Sadly, this was not to happen, as Edward died in 1937 in Beirut. Emma, who was then dean of women at the university, and her daughter, who taught at the school,  returned to Urbana and were much in demand as speakers, telling of their experiences in Syria. As reported in the Belvidere, Illinois, Daily Republican, Emma gave a lecture to schoolchildren in Belvidere in which she told of archeologists she met while in Syria:

History students of Belvidere high school heard interesting anecdotes about archeology from Mrs. Edward Nickoley, former resident of Beirut, Syria, who gave a classroom lecture at 2 p.m yesterday in the high school.

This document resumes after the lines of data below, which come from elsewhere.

PR #3634, opened 2022-07-28
Fix map key tooltip

### LINKED ISSUE #3632: No tooltips for i/note/query buttons
### URL

https://openstreetmap.org

1. Hover over the buttons at the top right of the map.
2. When hovering over the Layers button, there is a 'Layers' tooltip
3. When hovering over the i/note/query buttons, there is no tooltip

image
image

AntonKhorev:
Fixes #3632

### DIFF
--- a/app/assets/javascripts/application.js
+++ b/app/assets/javascripts/application.js
@@ -59,7 +59,7 @@ window.updateLinks = function (loc, zoom, layers, object) {
   var editDisabled = zoom < 13;
   $("#edit_tab")
     .tooltip({ placement: "bottom" })
-    .attr("data-original-title", editDisabled ?
+    .attr("data-bs-original-title", editDisabled ?
       I18n.t("javascripts.site.edit_disabled_tooltip") : "")
     // Disable the button group and also the buttons to avoid
     // inconsistent behaviour when zooming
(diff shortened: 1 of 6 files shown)


tomhughes (commented):
Thanks for the fix but maybe we should fix the other four places that are doing the same thing at the same time? This was the result of searching for data-original-title:

```
File: app/assets/javascripts/application.js
  62  17     .attr("data-original-title", editDisabled ?

File: app/assets/javascripts/leaflet.key.js
  66  21         .attr("data-original-title",

File: app/assets/javascripts/leaflet.layers.js
 174  27           item.attr("data-original-title", disabled ?

File: app/assets/javascripts/leaflet.query.js
  23  21         .attr("data-original-title", I18n.t(isDisabled ?

File: app/assets/javascripts/leaflet.note.js
  20  21         .attr("data-original-title", I18n.t(disabled ?
```

AntonKhorev:
They are not doing the same thing. The one I replaced swaps one tooltip text for another. Others are trying to enable/disable tooltips. If you change `data-original-title` to `data-bs-original-title` open the website with a zoom level where "zoom in to to stuff" tooltips are not shown then zoom out they sometimes fail.

gravitystorm:
What @tomhughes meant was that there were several tooltips broken, and the fix for all the tooltips was the same. So the same fix could be applied (`data-original-title` -> `data-bs-original-title`) in each case.

No matter. I have fixed the others, and added some tests. Thanks @AntonKhorev for this PR and in particular writing some tests for them, which were easy for me to extend to other tooltips and will prevent them from breaking in future.

The original cause of the breakage was me not noticing that they broke during #3610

Mrs. Nickoley explained the work of noted archeologists who she had met in Syria during her 34-year-residence at the Beirut college where her husband was professor. She described the work of James Henry Breasted of Rockford, who is considered one of the most outstanding men in his field.

Other archeologists included in Mrs. Nickoley’s talk included Lord and Lady Petrie, famous British scientists; Gertrude Bell, T. E. Lawrence, who is the author of “The Seven Pillars of Wisdom,” and Leonard Wooley.

Mrs. Nickoley knew these scientists personally. Lady Petrie gave her a priceless vase that is 2,000 years old. Mrs. Nickoley displayed the vase and other archeological specimens.

Sometime between 1958 and 1966, Emma moved from Urbana to Minnesota. She died in Rochester, Minnesota, in January, 1972, at the age of 97.